#### EXERCISE PROMPT:
If a line in the entries below includes "memory", show that line.

#### DATA EXTRACT:
PR #781, opened 2023-05-29
plumbing: gitignore, fix incorrect parsing. Fixes #500

### LINKED ISSUE #500: `worktree.Status()` not respecting .gitignore

AriehSchneier:
(this replaces PR #522)

### DIFF
--- a/plumbing/format/gitignore/dir_test.go
+++ b/plumbing/format/gitignore/dir_test.go
@@ -64,6 +64,27 @@ func (s *MatcherSuite) SetUpTest(c *C) {
 	err = fs.MkdirAll("vendor/gopkg.in", os.ModePerm)
 	c.Assert(err, IsNil)
 
+	err = fs.MkdirAll("multiple/sub/ignores/first", os.ModePerm)
+	c.Assert(err, IsNil)
+	err = fs.MkdirAll("multiple/sub/ignores/second", os.ModePerm)
+	c.Assert(err, IsNil)
+	f, err = fs.Create("multiple/sub/ignores/first/.gitignore")
+	c.Assert(err, IsNil)
+	_, err = f.Write([]byte("ignore_dir\n"))
+	c.Assert(err, IsNil)
+	err = f.Close()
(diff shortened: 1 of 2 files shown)


pjbgf (approved):
@AriehSchneier nice one, thanks for working on this. :1st_place_medal:

Issue #773, opened 2023-05-20
Concurrency Issues


pjbgf:
`go-git` [is not thread-safe](https://github.com/go-git/go-git/issues/48#issuecomment-622090868). In some cases, concurrent reads may lead to repositories becoming corrupted or actions to yield invalid results (e.g. not finding an existing ref).

There is quite a bit of work until we can answer: [What operations are concurrency safe and I can call from different Goroutines? ](https://github.com/go-git/go-git/issues/48)

I created a branch to start amassing fixes around concurrency issues. As this has a performance cost, I won't propose merging it into `master` just yet. Folks insterested on using it can consume the changes via:

`go get github.com/go-git/go-git/v5@read-concurrency`

##### Current status
- [ ] Support read concurrency
  - [ ] Map concurrency issues
    - [ ] `repository.CommitObjects().Foreach()`
    - [ ] `repository.Tags().Foreach()`
  - [ ] Create concurrency tests to avoid regression
- [ ] Off-set performance costs for using mutex

Please share in the comments any specific operations you may having issues to use concurrently.

Relates to: https://github.com/go-git/go-git/pull/186 https://github.com/go-git/go-git/issues/48 https://github.com/go-git/go-git/pull/175

pjbgf:
The loading of object / pack maps (f3311ea24673e5eabb3f7b4ba0d585730548979c) and the index (377731d38d23dc9f7857757271ca90d4679d1c0a) seem to be big culprits of read concurrency. After the changes, I could no longer observe "object not found" when going through all commits and tags concurrently.

mpldr:
Thanks for the info, at least for my usecase (showing various commits from the Kernel tree), the impact was within what I'd consider to be noise. This could obviously be different for more complex operations, but I do not have the insight into the codebase to properly benchmark this.

d4x1:
I want to collect commits details with go-git/v5, but it spent too much time, so I want to collect commits concurrently.

@pjbgf  Are you still working on it?   Let me know if I can do some help.

pjbgf:
@d4x1 happy for you to take over, if you can, as I have been quite busy of late. Here are three commits (not merged) that I worked on:

https://github.com/go-git/go-git/commit/f3311ea24673e5eabb3f7b4ba0d585730548979c
https://github.com/go-git/go-git/commit/377731d38d23dc9f7857757271ca90d4679d1c0a
[...]

PR #783, opened 2023-06-02
storage: Add storage limit

### LINKED ISSUE #215: limit in memory store
It would be useful if the in memory store could be limited to a maximum amount of bytes,
so that it can be safely run on untrusted user input (otherwise they can OOM your stuff by just giving it an oversized repo)

mbialon:
Adds storage limit.

Fixes #215

### DIFF
--- a/storage/limit.go
+++ b/storage/limit.go
@@ -1,0 +1,36 @@
+package storage
+
+import (
+	"errors"
+
+	"github.com/go-git/go-git/v5/plumbing"
+)
+
+var ErrLimitExceeded = errors.New("limit exceeded")
+
+// Limited wraps git.Storer to limit the number of bytes that can be stored.
+type Limited struct {
+	Storer
+	N *int64
+}
+
+// Limit returns a git.Storer limited to the specified number of bytes.
+func Limit(s Storer, n int64) *Limited {
+	return &Limited{Storer: s, N: &n}
+}
+
+func (s *Limited) SetEncodedObject(obj plumbing.EncodedObject) (plumbing.Hash, error) {
+	*s.N -= obj.Size()
+	if *s.N < 0 {
+		return plumbing.ZeroHash, ErrLimitExceeded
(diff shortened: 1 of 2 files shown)


storage/limit.go
```diff
@@ -0,0 +1,36 @@
...
+// Limit returns a git.Storer limited to the specified number of bytes.
+func Limit(s Storer, n int64) *Limited {
+	return &Limited{Storer: s, N: &n}
+}
+
+func (s *Limited) SetEncodedObject(obj plumbing.EncodedObject) (plumbing.Hash, error) {
+	if *s.N - obj.Size() < 0 {
+		return plumbing.ZeroHash, ErrLimitExceeded
+	}
+	*s.N -= obj.Size()
```
pjbgf, line 26: [Atomic](https://pkg.go.dev/sync/atomic) counters would remove concurrency concerns here.

I understand that there are [concurrency issues](https://github.com/go-git/go-git/issues/773) within go-git already, but it would be better if new code was not affected by them as well.

jfontan (approved):

pjbgf:
It is always tricky to support features that are not supported upstream, this specific case means the result repository could be corrupted:
image

I think that _could_ be a fair price to pay if the limit is being enforced at storage level. Then I would make that extra clear on its documentation, so that users don't have unexpected results.

An upstream feature that would be useful in combination of this is [--filter](https://git-scm.com/docs/git-clone#Documentation/git-clone.txt---filterltfilter-specgt), which limits at Git level the max size of objects, and always leads to a valid repository.

HarikrishnanBalagopal:
Any progress on this?

pjbgf:
Closing as per [this comment](https://github.com/go-git/go-git/pull/783#issuecomment-1590056059). Happy to review ideas and proposals that enforce a limit on the storage, but that would be better suited at the `go-git/go-billy` repository.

#### OUTPUT FOR THIS TASK:
### LINKED ISSUE #215: limit in memory store
It would be useful if the in memory store could be limited to a maximum amount of bytes,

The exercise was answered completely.